Naturally occurring radiation can cause a bit stored in memory to be altered, resulting in a soft error. ECC technology detects and corrects single-bit soft errors before they affect the system. Because the probability of such radiation induced errors increase linearly with the number of installed systems, ECC is an essential requirement in large cluster installations.

                        

Fermi supports Single-Error Correct Double-Error Detect (SECDED) ECC codes that correct any single bit error in hardware as the data is accessed. In addition, SECDED ECC ensures that all double bit errors and many multi-bit errors are also detected and reported so that the program can be re-run rather than being allowed to continue executing with bad data.

                        

Fermi’s register files, shared memories, L1 caches, L2 cache, and DRAM memory are ECC protected, making it not only the most powerful GPU for HPC applications, but also the most reliable. In addition, Fermi supports industry standards for checking of data during transmission from chip to chip. All NVIDIA GPUs include support for the PCI Express standard for CRC check with retry at the data link layer. Fermi also supports the similar GDDR5 standard for CRC check with retry (aka “EDC”) during transmission of data across the memory bus.

There’s always a price to pay for ECC, even when implemented in hardware — and especially when ECC is implemented as extensively as it is throughout Fermi chips. NVIDIA estimates that performance will suffer by 5% to 20%, depending on the application. For critical programs requiring absolute accuracy, that amount of overhead is of no concern. It’s certainly much better than the overhead imposed by existing work-arounds.  

Software

How do I use ‘modules’ on Keeneland?

For KIDS, see:  http://keeneland.gatech.edu/software/tools.

For KFS, see:  https://www.xsede.org/gatech-keeneland#computing.

Is it possible to add software to Keeneland?

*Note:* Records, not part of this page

PR #6886, opened 2021-08-19
applet_error: Fix 64-bit error code conversion

Morph1984:
Thanks to @v1993 for pointing this out!

### DIFF
--- a/src/core/hle/service/am/applets/applet_error.cpp
+++ b/src/core/hle/service/am/applets/applet_error.cpp
@@ -16,6 +16,30 @@
 
 namespace Service::AM::Applets {
 
+struct ErrorCode {
+    u32 error_category{};
+    u32 error_number{};
+
+    static constexpr ErrorCode FromU64(u64 error_code) {
+        return {
+            .error_category{static_cast<u32>(error_code >> 32)},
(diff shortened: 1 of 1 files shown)


src/core/hle/service/am/applets/applet_error.cpp
```diff
@@ -16,6 +16,30 @@
 
 namespace Service::AM::Applets {
 
+struct ErrorCode {
+    u32 error_category{};
+    u32 error_number{};
+
+    static constexpr ErrorCode FromU64(u64 error_code) {
+        return ErrorCode{
```
lioncash, line 24:
```suggestion
        return {
```

src/core/hle/service/am/applets/applet_error.cpp
```diff
@@ -16,6 +16,30 @@
...
+            .error_category{error_code >> 32},
+            .error_number{error_code & 0xFFFFFFFF},
+        };
+    }
+
+    static constexpr ErrorCode FromResultCode(ResultCode result) {
+        return ErrorCode{
```
lioncash, line 31:
```suggestion
        return {
```

lioncash (approved):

We currently license the PGI, Intel, and GNU compilers; the Allinea DDT debugger; and a few applications, like AMBER.  Users can request additional licenses.  However, the Keeneland Project has limited funds for software licenses.  We will have to evaluate how much usage the software package will have and balance the cost with our limited funds.

How do I use MVAPICH for MPI rather than OpenMPI?

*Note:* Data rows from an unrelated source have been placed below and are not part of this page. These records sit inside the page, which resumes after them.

PR #6890, opened 2021-08-19
Replace QPoint with QPointF where applicable

v1993:
Previously, floats were implicitly cast to integers. If this turns out to break things, just code them as integers instead.

As advised by @german77, opening as draft first to test.


v1993:
Confirmed to be fine in its current form.

lioncash (approved):

PR #6900, opened 2021-08-21
structured_control_flow: Add DemoteCombinationPass

### LINKED ISSUE #6636: Pokémon Sword - Graphical Issue
I don't know why it is happening. I've already changed the settings many times and had no results. it happens just with NPCs and the player.

image

image

image

image

image

image

[yuzu_log.txt](https://github.com/yuzu-emu/yuzu/files/6811935/yuzu_log.txt)

[yuzu_log.txt.old.txt](https://github.com/yuzu-emu/yuzu/files/6811934/yuzu_log.txt.old.txt)

ameerj:
This change adds a new pass to reorder Demote instructions to the end of the program. This change came about after noticing that some drivers don't behave nicely when the following usage pattern was encountered:

```glsl
bool cond = x > y;
float attr_val = in_attr0.x;
if (cond) {
    demote;
}
// proceed to use attr_val
```
Querying attribute values near a `demote` / `discard` seemed to cause some drivers to misread the input attributes. 

By deferring demotion to the end of the program, this issue was resolved.
This fixes the "wireframe" bug found in `Pokemon Sword and Shield`.

Before |  After
pkmn_bug | pkmn_fix
image | image

closes #6636

### DIFF
--- a/src/video_core/renderer_vulkan/vk_pipeline_cache.cpp
+++ b/src/video_core/renderer_vulkan/vk_pipeline_cache.cpp
@@ -325,6 +325,8 @@ PipelineCache::PipelineCache(RasterizerVulkan& rasterizer_, Tegra::Engines::Maxw
     host_info = Shader::HostTranslateInfo{
         .support_float16 = device.IsFloat16Supported(),
         .support_int64 = device.IsShaderInt64Supported(),
+        .needs_demote_reorder = driver_id == VK_DRIVER_ID_AMD_PROPRIETARY_KHR ||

Issue the following command:  module swap openmpi mvapich2.  

The above makes the mvapich environment available.  After that, rebuild your code, using the correct flags, and pointing to the appropriate headers and libraries.  Finally, run using mpiexec or mpiexec.mpirun_rsh as opposed to mpirun.

How do I use MVAPICH’s CUDA support?

Set the MV2_USE_CUDA environment variable to 1 when running your program.  For instance, you could issue your mpirun command as something like:

    MV2_USE_CUDA=1 mpirun $PWD/exe

The mpirun (or equivalent) command for some MPI implementations also allows defining and propagating environment variables to all processes in the program.  See the man page of the mpirun command for the MPI implementation you use for details.

This can also be done programmatically using putenv() from within the program’s code.  However, if the environment variable is set programmatically it must be done before the call to MPI_init().

What OpenACC compilers are available?

Currently, we have a current version PGI.  We are developing a research compiler designed to give the end user more control over the process.